_Task requirements_:
Your answer should consist of all lines in the listing that hold the word "approved".

_Record excerpts_:
PR #1162, opened 2022-12-03
Fix GAP8 flashing problems

krichardsson:
This PR fixes bugs in the GAP8 flashing of the AI-deck. 

In teh current implementation some file sizes will fail to flash due to a buffer problem.

This PR also intriduces a generic utility that handles copying between buffers of different sizes in a structured way.

Fixes bitcraze/aideck-gap8-examples#104

### DIFF
--- a/src/deck/drivers/src/aideck.c
+++ b/src/deck/drivers/src/aideck.c
@@ -54,6 +54,7 @@
 #include "queue.h"
 #include "stm32fxxx.h"
 #include "system.h"
+#include "buf2buf.h"
 
 #include "cpx_internal_router.h"
 #include "cpx_external_router.h"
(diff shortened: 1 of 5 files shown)


evoggy (approved):

ataffanel (approved):
Looks good to me.

whoenig:
We have frequently flashing issues over the radio as well, often hanging at 3%, not 99%. In some cases, this gets resolved by a more stable power supply (as in battery + USB cable). However, I have one AI deck that simply does not flash wirelessly (but fine over JTAG).

In the "old" firmware, it simply hangs. In this new firmware, the AI deck seems to hit one of these handy new asserts. However, there is no way for me to see which assert it hit, because cfloader doesn't print anything and if I connect with cfclient afterwards, the assert information is already gone. How should one identify the assert? Perhaps this requires a cfloader change/setting to print console messages? @krichardsson .

krichardsson:
@whoenig This is a different problem, as far as I can understand. I have created a new issue here https://github.com/bitcraze/aideck-gap8-examples/issues/105
Please add any information that you have. 
I also added some information on how to get the assert data out.

PR #1165, opened 2022-12-08
Unify controller and estimator function names

whoenig:
getControllerType -> controllerGetType
getStateEstimator -> stateEstimatorGetType

so that global/public functions start with a common prefix


krichardsson:
Much better :-) 
Thanks!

_Final answer_:
evoggy (approved):
ataffanel (approved):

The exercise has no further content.